Thursday, April 3, 2014

Transitioning the Internet to IPv6



by Mark Ollig




The Internet’s device addressing system, like the 1977 song by Jackson Browne, is “Running on Empty.”

In 1981, a very young Internet began using a device addressing system called Internet Protocol version 4 (IPv4).

By 1983, the Internet was being used by the Department of Defense for connecting researchers and universities.

The IPv4 addressing system provides a unique way of identifying individual computers and other devices, allowing them to communicate with each other over the Internet.

A good analogy to compare this to would be with a ten-digit telephone number.

IPv4 is a four decimal, 32-bit code.

For example, a dotted, decimal format Internet Protocol (IP) address of 216.27.61.137 when written in binary code is this: 11011000.00011011.00111101.10001001.

Four decimal points separate each of the eight binary bits, which make up the 32 bits of the IPv4 code.

There can be understandable confusion, because eight bits are known as a byte; however, the size of the byte is referenced as an octet when used in protocol definitions.

Each of these eight binary positions can have two different states (1 or 0); the total number of combinations per octet is 256.

Since each octet can contain any value between 0 and 255, the four octets will provide a maximum combination of 4,294,967,296 unique IP addresses.

I know – it’s a math thing. Thank goodness my mother quizzed me on multiplication tables when I was in third grade. My teacher, Mrs. Seymour, was impressed; and yes, mom, I still remember them.

I watched a 2012 video in which Vinton Cerf, one of the co-creators of IPv4, talked about the problem we face with running out of Internet addresses, and why we need to use IPv6.
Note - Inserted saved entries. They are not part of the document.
PR #1141, opened 2024-01-05
Feature: remote content visibility detection

0xCmdrKeen:
## Summary

Since Lemmy 0.19 still seems to have outgoing federation issues, I thought it might be helpful if Voyager could check whether my posts or comments have propagated to other instances yet, and display a notification when they haven't.

This PR implements that feature. Any item posted by the currently active user that isn't visible on the home instance of the community it was posted to will have a tiny yellow warning symbol next to it (see screenshots). Only the current user's own content is checked, and only if it wasn't posted to a local community. Tapping the icon will open a dialog explaining its meaning, and gives the user an opportunity to do a manual re-check, since lookups are cached to avoid excessive network traffic.

Currently, the feature is always on and automatically works in the background, but I can add an option in the settings to turn it off completely, or make it manual (via action sheet menu item). I could also add automatic re-checking of non-federated items based on a certain time interval (and make it configurable if desired).

## Screenshots

screenshot

screenshot

### DIFF
--- a/src/features/comment/Comment.tsx
+++ b/src/features/comment/Comment.tsx
@@ -22,6 +22,7 @@ import ModeratableItem from "../moderation/ModeratableItem";
 import useCanModerate from "../moderation/useCanModerate";
 import ModqueueItemActions from "../moderation/ModqueueItemActions";
 import { ActionsContainer } from "../post/inFeed/compact/CompactPost";
+import Visible from "../labels/Visible";
 
 const rainbowColors = [
   "#FF0000", // Red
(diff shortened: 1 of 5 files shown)


0xCmdrKeen:
Note: it's still making duplicate requests for some reason, I'm putting it into draft mode until I can figure it out.

aeharding:
Hi @0xCmdrKeen, thanks for the PR! This is interesting, but I don't think its something I feel comfortable adding directly to Voyager. Lemmy devs are working on improving federation so that instances should not lag on federation.

0xCmdrKeen:
@aeharding yes, it appears that the federation issues with Lemmy 0.3 that this PR was intended to solve haven't been occurring anymore for a while now, so I think I'll just close this for now.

Back in 1976, when IPv4 was undergoing development by Vinton Cerf and Robert Kahn, they considered the Internet as just an experiment, and assumed having an IP addressing pool of nearly 4.3 billion unique numbers, or Internet termination points, would be enough.

By 1983, both still believed 4.3 billion Internet addresses would suffice “forever,” according to Cerf.

“The thing is, the experiment never ended,” he added.

They soon realized in the early 1990s, that 4.3 billion unique Internet addresses would not be enough, as more and more computers and other devices, became connected to this ever-growing Internet experiment.

Each of these new devices required their own unique Internet protocol identifier address.

So, in 1996, they developed a new formatting protocol for the Internet called IPv6.

I know what you may be thinking; “What happened to IPv5?”

Well, this IP version was not presented for public use.

IPv5 was developed in the late 1970s, and was an experimental design for providing a real-time streaming protocol called Internet ST (Internet Stream Protocol).

It was intended for the transmission of voice and video signals, and was to be used by the military for the “distributed simulation” of real-time war-games.

IPv6 has enough capacity to provide unique addresses for a nearly unlimited number of devices.

There are 128 bits of address space with IPv6, compared with 32 bits used on IPv4.

How many unique IP addresses will IPv6 provide?

Hold on folks, because it is a colossal-sized number 340 trillion, trillion, trillion, or 340,000,000,000,000,000,000,000,000,000,000,000,000.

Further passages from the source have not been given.